TASK DIRECTIONS: Search the listing below for the string "what" and show each line that contains it.

******************************

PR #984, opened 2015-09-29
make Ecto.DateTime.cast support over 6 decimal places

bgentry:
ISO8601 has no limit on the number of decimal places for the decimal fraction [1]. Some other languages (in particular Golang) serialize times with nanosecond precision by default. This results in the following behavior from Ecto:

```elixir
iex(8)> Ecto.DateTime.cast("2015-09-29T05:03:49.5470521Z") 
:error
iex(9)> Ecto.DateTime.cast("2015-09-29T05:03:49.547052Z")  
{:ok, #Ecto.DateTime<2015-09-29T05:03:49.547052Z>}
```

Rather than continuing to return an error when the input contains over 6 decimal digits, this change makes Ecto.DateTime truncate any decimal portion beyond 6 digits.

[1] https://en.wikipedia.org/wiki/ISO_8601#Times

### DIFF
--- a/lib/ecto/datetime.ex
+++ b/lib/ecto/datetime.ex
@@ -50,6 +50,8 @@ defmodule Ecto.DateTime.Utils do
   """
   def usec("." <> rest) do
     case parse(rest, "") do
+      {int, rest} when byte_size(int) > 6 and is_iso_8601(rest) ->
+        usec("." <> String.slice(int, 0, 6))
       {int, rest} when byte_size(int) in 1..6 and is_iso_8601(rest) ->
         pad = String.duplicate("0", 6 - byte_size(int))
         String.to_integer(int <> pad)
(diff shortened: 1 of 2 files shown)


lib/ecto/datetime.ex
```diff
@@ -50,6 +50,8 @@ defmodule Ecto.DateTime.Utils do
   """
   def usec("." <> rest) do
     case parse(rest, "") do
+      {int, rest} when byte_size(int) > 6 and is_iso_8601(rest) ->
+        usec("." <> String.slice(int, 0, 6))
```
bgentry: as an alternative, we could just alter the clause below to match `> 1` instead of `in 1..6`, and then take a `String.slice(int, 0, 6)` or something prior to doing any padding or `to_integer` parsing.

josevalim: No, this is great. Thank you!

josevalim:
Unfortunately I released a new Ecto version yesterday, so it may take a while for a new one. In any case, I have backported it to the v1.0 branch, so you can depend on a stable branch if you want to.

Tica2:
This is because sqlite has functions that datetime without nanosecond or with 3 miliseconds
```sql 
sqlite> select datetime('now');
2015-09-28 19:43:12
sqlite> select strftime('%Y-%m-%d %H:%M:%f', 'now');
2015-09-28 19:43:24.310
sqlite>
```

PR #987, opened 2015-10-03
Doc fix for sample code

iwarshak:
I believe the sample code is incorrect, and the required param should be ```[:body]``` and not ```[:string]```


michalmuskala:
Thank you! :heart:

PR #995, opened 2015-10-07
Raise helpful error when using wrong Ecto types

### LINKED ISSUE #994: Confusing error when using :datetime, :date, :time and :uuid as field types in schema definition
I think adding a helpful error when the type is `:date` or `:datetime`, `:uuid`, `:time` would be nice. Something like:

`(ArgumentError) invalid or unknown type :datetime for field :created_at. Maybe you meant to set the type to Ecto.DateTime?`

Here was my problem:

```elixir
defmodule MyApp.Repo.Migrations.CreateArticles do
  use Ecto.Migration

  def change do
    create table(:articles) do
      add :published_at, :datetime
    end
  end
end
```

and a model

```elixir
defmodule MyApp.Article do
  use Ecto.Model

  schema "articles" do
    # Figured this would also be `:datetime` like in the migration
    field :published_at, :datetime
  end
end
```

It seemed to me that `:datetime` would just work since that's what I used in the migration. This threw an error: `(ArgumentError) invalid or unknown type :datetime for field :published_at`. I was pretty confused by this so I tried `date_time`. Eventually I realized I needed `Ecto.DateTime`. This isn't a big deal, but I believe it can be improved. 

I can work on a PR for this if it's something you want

******************************

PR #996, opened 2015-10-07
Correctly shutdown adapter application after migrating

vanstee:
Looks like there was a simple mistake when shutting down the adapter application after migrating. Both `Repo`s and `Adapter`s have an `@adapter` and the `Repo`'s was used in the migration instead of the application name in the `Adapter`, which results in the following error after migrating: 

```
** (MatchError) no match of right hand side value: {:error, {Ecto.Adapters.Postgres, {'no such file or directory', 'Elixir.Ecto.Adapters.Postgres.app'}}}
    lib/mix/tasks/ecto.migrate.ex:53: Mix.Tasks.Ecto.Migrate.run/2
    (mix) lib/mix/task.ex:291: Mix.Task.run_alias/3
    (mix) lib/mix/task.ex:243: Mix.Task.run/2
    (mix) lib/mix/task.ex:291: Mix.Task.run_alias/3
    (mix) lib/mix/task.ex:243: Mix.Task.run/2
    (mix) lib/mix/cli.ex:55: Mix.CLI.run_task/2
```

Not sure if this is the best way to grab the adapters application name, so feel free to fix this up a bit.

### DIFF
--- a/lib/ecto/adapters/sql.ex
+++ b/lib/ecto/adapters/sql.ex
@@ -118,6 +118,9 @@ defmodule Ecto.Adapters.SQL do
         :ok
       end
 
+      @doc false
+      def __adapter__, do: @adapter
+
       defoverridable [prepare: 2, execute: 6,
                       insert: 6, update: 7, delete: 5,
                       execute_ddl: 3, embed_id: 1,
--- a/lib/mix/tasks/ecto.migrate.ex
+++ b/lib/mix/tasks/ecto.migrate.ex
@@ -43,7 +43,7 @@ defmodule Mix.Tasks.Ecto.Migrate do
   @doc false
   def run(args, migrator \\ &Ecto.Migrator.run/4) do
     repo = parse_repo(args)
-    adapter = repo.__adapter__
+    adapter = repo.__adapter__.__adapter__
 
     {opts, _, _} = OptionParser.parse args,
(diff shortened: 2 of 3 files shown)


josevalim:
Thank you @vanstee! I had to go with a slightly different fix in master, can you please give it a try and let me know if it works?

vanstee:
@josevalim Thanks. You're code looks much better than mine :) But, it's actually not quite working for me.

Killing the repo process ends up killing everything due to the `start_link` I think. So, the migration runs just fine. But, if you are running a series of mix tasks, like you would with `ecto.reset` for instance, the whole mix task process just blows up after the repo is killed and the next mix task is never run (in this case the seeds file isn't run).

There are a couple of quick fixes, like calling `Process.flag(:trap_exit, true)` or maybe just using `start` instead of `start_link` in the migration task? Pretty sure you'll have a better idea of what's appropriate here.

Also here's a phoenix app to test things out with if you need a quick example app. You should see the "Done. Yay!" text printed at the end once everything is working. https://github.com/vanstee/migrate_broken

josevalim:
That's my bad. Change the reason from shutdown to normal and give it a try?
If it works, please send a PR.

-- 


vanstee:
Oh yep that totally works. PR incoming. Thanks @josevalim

******************************

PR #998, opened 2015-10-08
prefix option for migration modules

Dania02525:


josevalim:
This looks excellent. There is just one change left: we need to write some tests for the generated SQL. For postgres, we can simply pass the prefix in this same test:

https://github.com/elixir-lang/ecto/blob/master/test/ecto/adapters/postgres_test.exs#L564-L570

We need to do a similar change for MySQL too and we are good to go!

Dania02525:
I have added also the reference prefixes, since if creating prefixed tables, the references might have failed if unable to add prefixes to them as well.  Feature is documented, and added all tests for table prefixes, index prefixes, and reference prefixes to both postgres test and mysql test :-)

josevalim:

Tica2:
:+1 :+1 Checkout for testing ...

******************************

OUTPUT OF THE EXERCISE:
It seemed to me that `:datetime` would just work since that's what I used in the migration. This threw an error: `(ArgumentError) invalid or unknown type :datetime for field :published_at`. I was pretty confused by this so I tried `date_time`. Eventually I realized I needed `Ecto.DateTime`. This isn't a big deal, but I believe it can be improved. 
There are a couple of quick fixes, like calling `Process.flag(:trap_exit, true)` or maybe just using `start` instead of `start_link` in the migration task? Pretty sure you'll have a better idea of what's appropriate here.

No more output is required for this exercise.